Si prosegue con l’installazione ‘Untitled (Tears)’ dell artista franco-marocchina Latifa Echakhch: come di fronte ad un sipario, attaccate ad un soffio di fili che scendono dal soffitto, ci appare una cascata di vetri e piccole perle bianche e rosse, come fosse una pioggia di lacrime e sangue. Che richiama la sagoma ‘fantasmatica’ del soprano, “la bellezza e il dolore, la passione umana e la tragedia, le lacrime di dolore e di felicità, distillate ora nei nostri ricordi”, spiega l’artista. nel Hommage à Maria Callas il regista Mario Martone ha realizzato un cortometraggio di 8 minuti densi che he racconta l’incontro tra Maria Callas e la scrittrice Ingeborg Bachmann (interpretata da Sonia Bergamasco). Milano gennaio 1956. Una giornata di pioggia. La scrittrice e poetessa austriaca Ingeborg Bachmann accompagnata da un amico assiste al Teatro alla Scala alla prova generale di Traviata con la regia di Luchino Visconti, la direzione di Carlo Maria Giulini e Maria Callas nel ruolo di Violetta. Ricorda Bachmann: “Ascoltavo e guardavo apatica, fino all’attimo in cui un movimento, una voce, una presenza simultaneamente provocarono in me il Ruch una scossa… Su quel palcoscenico c’era una creatura, un essere umano”. Quell’esperienza la scuote come una specie di folgorazione: che innesca una diversa visione delle cose. “Che cosa sia la grande arte, che cosa sia un’artista l’ho capito il giorno in cui ho ascoltato la .voce della Callas”.
Segue l’interpretazione di Francesco Vezzoli, un artista che si è sempre interessato all’immagine pubblica dei personaggi, al divismo, Maria Callas played La Traviata 63 times, un’installazione dove il volto di Maria Callas, stampato a laser su tela, si ripete per sessantatré volte. narra gli innumerevoli modi di essere della divina in varie pose che compongono un universo ricco di sguardi, di gesti. Ogni fotogramma in bianco e nero è arricchito da un ricamo metallico azzurro che intesse le ciglia in un artificio di make up. “La Callas è la Traviata anche quando non canta La Traviata”, afferma Vezzoli
L’ultimo capitolo è affidato a Giorgio Armani, un romantico, vaporoso abito da sera rosso realizzato per la collezione Privé del 2021, presentato come se fosse una scultura. “Ho pensato a un abito che rispecchiasse l ‘idea che avevo della sua voce e del suo canto, ma anche della sua passionalità, un vortice di passione, controllo e sentimento, timbro nitido e chiaro”, dichiara Giorgio Armani.

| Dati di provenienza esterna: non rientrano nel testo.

PR #17592, opened 2021-04-30
[openh264] only build shared or static library

mcmtroffaes:
**Describe the pull request**

- #### What does your PR fix?  
  Currently, when installing openh264, both the static and shared library get built and potentially installed, even though only a static or shared one is requested by vcpkg. For example, on x64-linux:

  ```bash
  # before patch
  $ ./vcpkg install openh264
  $ ls installed/x64-linux/lib/
  libopenh264.a  libopenh264.so  libopenh264.so.2.1.0  libopenh264.so.6  pkgconfig
  # after patch
  $ ./vcpkg install openh264
  $ ls installed/x64-linux/lib/
  libopenh264.a  pkgconfig
  ```

  This PR incorporates an upstream patch from https://github.com/cisco/openh264/pull/3351 to ensure that openh264 respects meson's default_library option, resolving this issue (since this is the mechanism also used by vcpkg to request either the static or shared library).

- #### Which triplets are supported/not supported? Have you updated the [CI baseline](https://github.com/microsoft/vcpkg/blob/master/scripts/ci.baseline.txt)?  
  No changes.

- #### Does your PR follow the [maintainer guide](https://github.com/microsoft/vcpkg/blob/master/docs/maintainers/maintainer-guide.md)?  
  Yes.

- #### If you have added/updated a port: Have you run `./vcpkg x-add-version --all` and committed the result?  
  Yes.

Issue #17481, opened 2021-04-24
Provide pkgconfig via the CMake toolchain file on Windows


glebm:
**Is your feature request related to a problem? Please describe.**

The Windows experience would be much nicer if vcpkg CMake toolchain file provided pkgconfig and set `PKG_CONFIG_EXECUTABLE`.

**Proposed solution**

Set PKG_CONFIG CMake variables in the CMake toolchain file.

**Additional context**

Currently users have to work around this by downloading and building pkgconfig themselves.
Internally, vcpkg already seems to have much of what would be needed to support it.

JackBoosY:
We do need this.
cc @Neumann-A

Neumann-A:
hmm added #17488 and #17487 so people can choose which one they want.

JackBoosY:
@Neumann-A Also, we should output the usage of pkgconfig I think.

PR #17985, opened 2021-05-18
[ffmpeg] use pkgconfig to get system dependencies for cmake

mcmtroffaes:
- #### What does your PR fix?  
  This PR uses the config.mak file generated during the build process to get all system dependencies. This ensures that only the required system dependencies are included, and future-proofs the port against changes in such dependencies, which are a pain to track. This substantially simplifies the FindFFMPEG.cmake script and makes it more robust and easier to maintain. It also ensures that FindFFMPEG.cmake lists the same dependencies as the generated pkg-config file. I've noticed that for many builds the dependencies are slightly different (sometimes more, sometimes less) from what the old FindFFMPEG.cmake did, so presumably this PR also might fix some subtle bugs with less often used functions that need those libraries.

  One change I do point out concerns non-static builds: some dependent libraries were only used in the FindFFMPEG.cmake script in static builds: see the ``set(ENABLE_* ${STATIC_LINKAGE})`` lines in the original portfile. This is not what the upstream pkgconfig file does, however. With this PR, dependencies will be listed exactly as in the pkgconfig file. I think it's a price worth paying for keeping things simple.

  Finally, I note that many past pull requests for the ffmpeg port have been concerned with fixing dependencies across platforms. My hope is that this PR will result in a more stable port in the long term, and less time wasted on chasing dependency fixes.

  I've thoroughly tested the PR on linux, osx, and windows triplets (see https://travis-ci.com/github/mcmtroffaes/ffmpeg-msvc-build/builds/225915669 - this has one failure but that's addressed in #17592 and also https://ci.appveyor.com/project/mcmtroffaes/ffmpeg-msvc-build/builds/39162659).

  No changes to baseline. No changes to supported triplets.

  Yes, to the best of my knowledge.

  Yes.


cenit:
Just a side note, not against your work of course

FindFFMPEG.cmake is slowly transforming irreversibly from a CMake module that is able to find FFMPEG, independently from how it's built, to a CMake config file tailored around the specific options.
This should be taken into consideration too: because at the beginning I was hoping to send the module upstream to Kitware, now it looks like the only way to export it from vcpkg will be sending it to ffmpeg (with a much lower possibilities of acceptance).

cenit:
but again, this is a route that the module took some time ago, and this is just the final step.
I'd rename it into FFMPEGConfig.cmake, and remove the unnecessary wrapper

mcmtroffaes:
Thanks for your useful and considerate feedback @cenit - I'm sorry that I didn't think of that, and in retrospect I definitely should have mentioned this in my PR as an important consideration (and maybe discussed it first via an issue). Definitely with this patch there's little reason indeed then not to go for a cmake config file. IMO, having looked for quite some time at the complexity of the configure script, I don't think it is feasible to have a fully functional FindFFMPEG script that would work reliably for all possible platforms and variations of ffmpeg builds. Anyway, I'm happy to have a discussion and if there are good reasons not to this route and thus reject this PR, I'd be interested to hear them.

I note that a cmake config could be generated as part of the configure process, which could be submitted to upstream ffmpeg after some testing here in vcpkg. Dealing with upstream ffmpeg is slow but I've managed to get some small patches applied. But I'm not sure to what extent support for generating a cmake config would be welcomed by upstream ffmpeg.

Another route might be for the vcpkg cmake config to be able to import the pkg-config file. I don't know how to do that however. If someone knows this is possible and can point me to some examples, I'd be happy to investigate.

One question though, if folks agree we should go for the config route: should this then be turned into an unofficial cmake config (with the unofficial prefix), as in for instance https://github.com/microsoft/vcpkg/blob/master/ports/libvpx/unofficial-libvpx-config.cmake.in and other ports that provide non-upstream cmake configs? Or should we stick with FFMPEGConfig.cmake so find_package(FFMPEG) keeps working? I assume FFMPEGConfig.cmake would be preferred to keep compatibility?

cenit:
to be totally honest, i never understood the unofficial prefix. it's just a way to ask for more patches and future work. Let's keep it this way so that you don't have to fix dozen of ports that would become broken (do not think only about ports here, but also private ports that expects to work with find_package(FFMPEG))

otoh, if you want to try to upstream the config after some testing here, for me that would be wonderful. I know it will be slow and difficult and maybe undesired by ffmpeg maintainers, but at least you had a chance of success and so you are in a better position :)

mcmtroffaes:
Sounds like there's a plan then. I'd prefer this to be merged first, and then work towards a proper config at a later time, if that's ok.

And thanks for rerunning CI. Looks like there's a failure of opencv4, fortunately only on linux. I tried to reproduce locally and this looks related to an issue with png detection, unrelated to this patch? Here's my local build log:

```
$ ./vcpkg install ffmpeg[core]:x64-linux opencv[core,ffmpeg]:x64-linux
...
-- Configuring x64-linux-dbg
    Command failed: /home/xxx/vcpkg/downloads/tools/cmake-3.20.2-linux/cmake-3.20.2-linux-x86_64/bin/cmake /home/xxx/vcpkg/buildtrees/opencv4/src/4.5.1-e92f755db3.clean [...]
    Working Directory: /home/xxx/vcpkg/buildtrees/opencv4/x64-linux-dbg
    Error code: 1
      /home/xxx/vcpkg/buildtrees/opencv4/config-x64-linux-dbg-out.log
      /home/xxx/vcpkg/buildtrees/opencv4/config-x64-linux-dbg-err.log

  scripts/cmake/vcpkg_configure_cmake.cmake:332 (vcpkg_execute_required_process)
  ports/opencv4/portfile.cmake:290 (vcpkg_configure_cmake)

Error: Building package opencv4:x64-linux failed with: BUILD_FAILED
  Package: opencv4:x64-linux
  Vcpkg version: 2021-01-13-unknownhash

$ tail /home/xxx/vcpkg/buildtrees/opencv4/config-x64-linux-dbg-out.log
-- Found Threads: TRUE
-- Found ZLIB: /home/xxx/vcpkg/installed/x64-linux/debug/lib/libz.a (found version "1.2.11")
-- Found ZLIB: /home/xxx/vcpkg/installed/x64-linux/debug/lib/libz.a (found version "1.2.11")
-- Found PNG: optimized;/home/xxx/vcpkg/installed/x64-linux/debug/lib/libpng.a;debug;/home/xxx/vcpkg/installed/x64-linux/debug/lib/libpng16d.a (found version "1.6.37")
-- Looking for /home/xxx/vcpkg/installed/x64-linux/include/libpng/png.h
-- Looking for /home/xxx/vcpkg/installed/x64-linux/include/libpng/png.h - not found
-- OpenCV Python: during development append to PYTHONPATH: /home/xxx/vcpkg/buildtrees/opencv4/x64-linux-dbg/python_loader
See also "/home/xxx/vcpkg/buildtrees/opencv4/x64-linux-dbg/CMakeFiles/CMakeOutput.log".
See also "/home/xxx/vcpkg/buildtrees/opencv4/x64-linux-dbg/CMakeFiles/CMakeError.log".
```

PhoebeHui:
Opencv:x64-linux failed on CI testing:

```
CMake Error at /mnt/vcpkg-ci/installed/x64-linux/share/ffmpeg/FindFFMPEG.cmake:66 (find_library):
  Could not find FFMPEG_DEPENDENCY_-Wl,--no-undefined_RELEASE using the
  following names: -Wl,--no-undefined
  /mnt/vcpkg-ci/installed/x64-linux/share/ffmpeg/FindFFMPEG.cmake:146 (append_dependencies)
  /mnt/vcpkg-ci/installed/x64-linux/share/ffmpeg/vcpkg-cmake-wrapper.cmake:6 (_find_package)
  /agent/_work/1/s/scripts/buildsystems/vcpkg.cmake:815 (include)
  modules/videoio/cmake/detect_ffmpeg.cmake:6 (find_package)
  modules/videoio/cmake/init.cmake:3 (include)
  modules/videoio/cmake/init.cmake:30 (add_backend)
  cmake/OpenCVModule.cmake:298 (include)
  cmake/OpenCVModule.cmake:361 (_add_modules_1)
  modules/CMakeLists.txt:7 (ocv_glob_modules)
```

[config-x64-linux-dbg-err[1].log](https://github.com/microsoft/vcpkg/files/6514222/config-x64-linux-dbg-err.1.log)
[config-x64-linux-dbg-out[1].log](https://github.com/microsoft/vcpkg/files/6514223/config-x64-linux-dbg-out.1.log)

mcmtroffaes:
Many thanks for the logs. Somehow I'm hitting some other errors and not this one, but I think I should be able to fix this error from the log message.

mcmtroffaes:
I still cannot build opencv4 locally on linux with vcpkg but I've found a way to reproduce some link errors on linux using a test application. I think it's related to the link order when linking against a large number of libraries; I'll put this back to draft status for the time being until I'm sure it's all ironed out.

cenit:
> I still cannot build opencv4 locally on linux with vcpkg

what's your error?
i don't think that the png message above is an error. It's just too verbose, because header has a different name and is verified after that one

cenit:
are you sure you are building the same opencv4 as CI?
please look at `vcpkg/scripts/test_ports/vcpkg-ci-opencv` to see the many features that are tested in CI

cenit:
I did that special port to test as many features as possible because otherwise they were getting rotten extremely quickly due to other updates.
Even now some triplets are not building opencv4 anymore due to cascaded failures, which means that a dependency has been accepted in master with a broken status in that triplet... unfortunately!

mcmtroffaes:
Yes, I tried precisely those features. However, I just found that after merging the latest master, opencv4[ffmpeg] locally builds successfully. 🤦 I've pushed the merge just now, hopefully that makes azure happy again. 🤞

PhoebeHui:
@mcmtroffaes, the opencv4:x64-linux still failed with same error as before in CI testing. I will try to build it in my VM.

mcmtroffaes:
Many thanks @PhoebeHui - it's odd that it gives the *exact* same error... I got exactly the same error compiling a test application against ffmpeg (with the same feature set as in vcpkg CI), and https://github.com/microsoft/vcpkg/pull/17985/commits/4d68c694d1a775d5857bc95c8d2df253fa54b972 solved that error for me. Then I ran into some linking errors which were fixed in https://github.com/microsoft/vcpkg/pull/17985/commits/2049bd6c22c67dd325e0c105ebd0fa728e164a00.

Anyway, I'm getting closer to building opencv4 locally with the same feature set as in vcpkg CI on linux. There are many system dependencies on linux for some of opencv4's requirements, which is the main thing slowing me down (and which might also explain my earlier problems). But hopefully that will tease out the error eventually. I will report once it's done.

cenit:
> There are many system dependencies on linux for some of opencv4's requirements, which is the main thing slowing me down (and which might also explain my earlier problems). But hopefully that will tease out the error eventually. I will report once it's done.

you can see here https://github.com/microsoft/vcpkg/blob/master/scripts/azure-pipelines/linux/provision-image.sh how linux image is provisioned in azure for the CI system (all system dependencies that are installed)

PhoebeHui:
I encountered same errors with latest commit in this PR, the same error also occurred in aubio and pangolin port.

The full failure logs from previous CI testing.
[failure logs for x64-linux (2).zip](https://github.com/microsoft/vcpkg/files/6521816/failure.logs.for.x64-linux.2.zip)

dg0yt:
> ...the same error also occurred in aubio and pangolin port.
> failure logs for x64-linux (2).zip

> ~~~
> CMake Error at /mnt/vcpkg-ci/installed/x64-linux/share/ffmpeg/FindFFMPEG.cmake:66 (find_library):
>  Could not find FFMPEG_DEPENDENCY_gcc_s_RELEASE using the following names:
>  gcc_s
>~~~

gcc_s? Isn't this meant to be used "implicitly"?
I don't see curl in the depend-info, but I know that curl requires gcc_s in its pc file, and I think it shouldn't. 
Maybe other ports create similar "requirements" when creating cmake config or pc files in the same way as curl: from discovered link libraries.

mcmtroffaes:
Thanks @PhoebeHui This is actually a new error (previous one was about a linker flag, "-Wl,..."). Aside as to whether this library should be included or not, it's easy to filter it out to (hopefully) let the regression test pass. I've added a commit to that effect, for now.

I'm a bit surprised as to why the library isn't found, though. I have it in my own installation and libgcc_s is present and found. Is it possible that libgcc_s (and libgcc) are missing from azure?

mcmtroffaes:
Scrap that last comment, I'm now also getting the gcc_s error on a completely fresh build with all dependencies installed as in azure.

dg0yt:
I still wonder if gcc and gcc_s really need to be linked explicitly. These are libraries gcc will link by default unless you give `-nostdlib`. Cf. https://gcc.gnu.org/onlinedocs/gcc/Link-Options.html#Link-Options
They are probably located in implicit link directories which are not accessed by cmake's find_library, and no one would look for them unless trying to go through implicit link libraries.

mcmtroffaes:
x64-linux is now succeeding 🎉 

Would it be possible to retrigger the arm64_windows build on azure? Seems like it failed due to a network connection error:

```
...
-- Downloading https://strawberryperl.com/download/5.30.0.1/strawberry-perl-5.30.0.1-32bit.zip... Failed. Status: 28;"Timeout was reached"
CMake Error at scripts/cmake/vcpkg_download_distfile.cmake:184 (message):
      
      Failed to download file.
...
```

mcmtroffaes:
Concerning -lgcc and -lgcc_s: I agree @dg0yt that's how it looks, although I'm no gcc expert. If some -lgcc or -lgcc_s flags are passed redundantly, then that ought to be resolved by the pkgconfig of the concerned library. I checked and they definitely do not originate from ffmpeg itself. There might be reasons as to why they might be necessary in certain situations for certain platforms when linking certain libraries, who knows... For instance, the ffmpeg configure script adds an -lgcc flag (without -nostdlib as far as I can tell) when targeting symbian, showing that there are unusual situations.

Sibras:
> Another route might be for the vcpkg cmake config to be able to import the pkg-config file. I don't know how to do that however. If someone knows this is possible and can point me to some examples, I'd be happy to investigate.

See [https://cmake.org/cmake/help/latest/module/FindPkgConfig.html](https://cmake.org/cmake/help/latest/module/FindPkgConfig.html)

So for example:
```
find_package(PkgConfig REQUIRED)
pkg_check_modules (FF REQUIRED ffmpeg)
```

gives FF_LIBRARIES and FF_STATIC_LIBRARIES variables which can be checked depending on the current build configuration.

Given the portfile already requires pkgconfig then adding the above should be a non-issue and hopefully makes life a bit easier by handling this automatically.

mcmtroffaes:
Ah, nice, thanks @Sibras! I'll see what I can do with that. With the current design of the PR, indeed this could be called from the portfile at the end of the build process. Would there be a reason to prefer calling pkg_check_modules from the FindFFMPEG/FFMPEGConfig file instead?

dg0yt:
>  indeed this could be called from the portfile

You cannot use this from the portfile: It needs the target configuration. However, from the portfile you can use 
https://github.com/microsoft/vcpkg/blob/master/ports/vcpkg-pkgconfig-get-modules/x_vcpkg_pkgconfig_get_modules.cmake

And I want to warn that many pc files have issues (wrong prefix, missing dependencies, wrong dependencies).

mcmtroffaes:
Ah right, makes sense. Are you envisioning an FFMPEGConfig which basically wraps pkg_check_modules on the relevant ffmpeg libraries? The main problem is that, even if pkgconf is installed, find_package(PkgConfig) does not find the executable provided by pkgconf; seems related to #17481.

If this means fixing up some bad .pc files, still a worthwhile effort IMO. Since ffmpeg already uses pkg-config for many of its dependencies during its build process, I'd hope we wouldn't have too many breakages for ffmpeg.

dg0yt:
> Are you envisioning ...

Not sure who is asked ... I'm not using ffmpeg and didn't ask for it. I'm just struggling with getting gdal dependencies right, and this involves pc files ;-) 

You might want to `grep "^prefix=" installed/<triplet>/lib/pkgconfig/*.pc` to get an idea which files need work. 
- If they have an absolute prefix path, they need work.
- If they have `prefix=${pcfiledir}/../..`, they are probably okay. (At least vcpkg_fixup_pkgconfig seems to have run.)

mcmtroffaes:
Oh sure. I was asking everyone who may have an opinion on this. The ffmpeg .pc files don't require any other .pc files besides those for other ffmpeg libraries (although pkgconfig is used to populate Libs and Libs.private for quite many of its dependencies), so the situation is considerably simpler. The pc files are pretty correct except that they don't use the -l and -L convention for libraries and library paths, and I've seen this confuse pkgconf output for --libs-only-l and --libs-only-L, but that's easy to correct; I may post a separate PR for that or even try to get it fixed in upstream ffmpeg.

dg0yt:
I got the impression I should make more use of the Requires(.private) field when the dependency has its own pc file.

mcmtroffaes:
I'm not sure what you're trying to do that you need this specific field, but at the risk of telling something you already know: in an ideal scenario where all pc files are correct, a call to ``pkg-config --libs`` (or, from cmake, pkg_check_modules) can provide all dependencies in the correct link order. This will look for any modules listed in Requires. Anyway, this is getting a bit off topic. 😄

Sibras:
> 
> https://github.com/microsoft/vcpkg/blob/master/ports/vcpkg-pkgconfig-get-modules/x_vcpkg_pkgconfig_get_modules.cmake

That looks like it would make it alot easier as it saves having to manually set things like the path (which is what I was originally thinking)
> 
> And I want to warn that many pc files have issues (wrong prefix, missing dependencies, wrong dependencies).

ffmpeg already has vcpkg_fixup_pkgconfig() and as far as I know all of its dependencies should now have that aswell (as ffmpeg uses the .pc files for most dependencies internally). So the pc file should be correct - and if not then clearly thats something that needs fixing in vcpkg_fixup_pkgconfig().

mcmtroffaes:
Thanks for the feedback, everyone.

This should be pretty ready now, but let's wait for the CI to do its cycle. To small things:
* I've added the CURRENT_PACKAGES_DIR to the pkgconfig search path in x_vcpkg_pkgconfig_get_modules to enable parsing of pc files of the port itself during the portfile script phase.
* I noted a few small issues with .pc files consumed by ffmpeg. I've put those into separate PRs (see #18077 and #18078) but it doesn't affect anything here (since the libpaths are ignored at this point).

mcmtroffaes:
@PhoebeHui The PR is now ready for final review. Using pkg-config has the extra benefit that no unnecessary libraries are linked against - in particular the list of dependencies for the dynamic builds is now completely empty. That restores the original ``set(ENABLE_* ${STATIC_LINKAGE})`` behaviour (but without needing the variables), and it's an improvement from how it used to be: system libraries were always listed regardless of static or dynamic builds; now they are only listed for static builds. This PR should also help working towards supporting pkgconfig's ``pkg_check_modules`` for ffmpeg, giving more granular control over which of ffmpeg's libraries are linked against, and also making it easier to use ffmpeg's libraries in other projects that use pkg-config (via cmake or otherwise). I've already tested this for libavutil on windows and it worked at least for x86-windows (with the two PR's for fixing the two .pc files for openh264 and dav1d).

As far as I can tell, the CI failures are all related to a download problem with kf5i18n (mingw-w64-i686-libiconv-1.16-1-any.pkg.tar.xz cannot be found on any of the msys mirrors), and are therefore completely unrelated to this PR. Related packages, ffmpeg, and its dependencies such as opencv4 and aubio, are all succeeding as expected, on all CI triplets.

PhoebeHui:
I test this PR with aubio, it works well, thanks @mcmtroffaes for your effort! All features test default by CI pipeline, so the feature doesn't need test locally.

cenit:
> Related packages, ffmpeg, and its dependencies such as opencv4 and aubio, are all succeeding as expected, on all CI triplets.

so CI is now testing opencv4 on all triplets? good. it lost vcpkg-ci-opencv on a couple of triplets some days ago with a cascade failure that went unnoticed, strange it got also fixed without anyone noticing. Please double check (i will do the same)

PhoebeHui:
I will double check the opencv test status in CI pipeline:

- [ ] x86-windows
- [ ] x64-windows
- [ ] x64-windows-static
- [ ] x64-windows-static-md
- [ ] x64-uwp
- [X] arm64-windows
- [ ] arm-uwp
- [ ] x64-osx
- [ ] x64-linux

cenit:
ah ok, so uwp is still cascade failure unfortunately. So we are not testing also these changes in uwp?
@PhoebeHui can you please find out what broke opencv4 in uwp CI? it would be helpful for fixing it

mcmtroffaes:
Apologies @cenit - I thought because CI was green on uwp, opencv4 was passing, but I've now checked the azure output and indeed it's marked as "cascade", as is ffmpeg. I've just installed the uwp developer tools to do a local test against x64-uwp.

PhoebeHui:
Opencv4 cascade due to the dependency ports cascade or skip.

The dependency ports with x65-uwp in CI testing:
Cascade: ceres, ffmpeg, glog, jasper, ogre, qt5-base, tesseract, vtk
Skip: cudnn, gflags,hdf5, openexr, tbb, 
Doesn't support uwp: halide, gdcm

mcmtroffaes:
I found the culprit, it's openh264:

```
..\src\33cf500b7b-c619a10b3a.clean\meson.build:127:2: ERROR: Problem encountered: FIXME: Unhandled system windowsstore
```

cenit:
:(
better to disable that feature. If it's a cascade failure, not even core features are tested! And in fact in the past I saw opencv getting in a very bad situation if left untested.
I know it's a little bit out of scope for this PR, but would it make sense to unlock CI here so that we are sure it's working?

@mcmtroffaes I know it's misleading, but green badge sometimes just means "I had no opportunity to test so I won't tell you it's broken". With @BillyONeal I have an open issue on exactly this problem, because any cascade failure is not marked as a problem in the PR first triggering it

PhoebeHui:
The  'supports' filed only works in CI testing.

mcmtroffaes:
Ah, thanks for clarifying that!

PhoebeHui:
avcpp with x64-uwp and arm-uwp failed with same error:
```
  D:\buildtrees\avcpp\src\7f1e65bea1-0345499867.clean\src\packet.cpp(97,5): error C4996: 'av_init_packet': was declared deprecated
```
[failure logs for x64-uwp.zip](https://github.com/microsoft/vcpkg/files/6538417/failure.logs.for.x64-uwp.zip)

cenit:
@mcmtroffaes happy that you found out that opencv was cascaded by your own modifications and that now is verified (and working) in CI

not so happy that unblocking ffmpeg on uwp you now uncovered other ports that were dormant but broken

mcmtroffaes:
Not that I know. It looks like avcpp might be the cause; see https://github.com/h4tr3d/avcpp/blob/master/src/avutils.h#L27 I'm not certain yet this is the cause but I'm working on a patch.

mcmtroffaes:
Thanks so much @PhoebeHui for your patience and helping with the error logs: I appreciate your diligence. I've added a quick patch for the uwp issue, pleased to see it all green again on uwp.

PhoebeHui:
@mcmtroffaes @cenit, opencv4 with arm-uwp and x64-uwp passed in CI testing, appreciate your effort very much!

@strega-nil-ms, could you please help further review?

mcmtroffaes:
Merged master & bumped port version.

PhoebeHui (approved):

strega-nil-ms:
LGTM thanks @mcmtroffaes :)

mcmtroffaes:
Thanks so much for the merge!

Maria Callas moriva a Parigi il 16 settembre 1977 a soli 54 anni. Un arresto cardiaco sospetto secondo alcuni, forse favorito dai farmaci che le servivano per dormire .Callas continua a vivere nel suo Mito. Nel rapimento che ancora oggi suscita l’ascolto della sua voce. “La scossa del 1956 provata da Ingeborg Bachmannsi è propagata con un ampiezza vertiginosa. A quella voce non facciamo che tornare, anche noi, incantati, disarmati, come scrive la filosofa Laura Boella nel suo luminoso saggio (Con voce umana, Ponte alle Grazie). E’ il manifestarsi drammatico, carnale, del mistero di una voce umana capace di vibrare dell’infinito nella finitudine del corpo. Di far deflagrare emozioni umane che continuano a risuonare attraverso i secoli.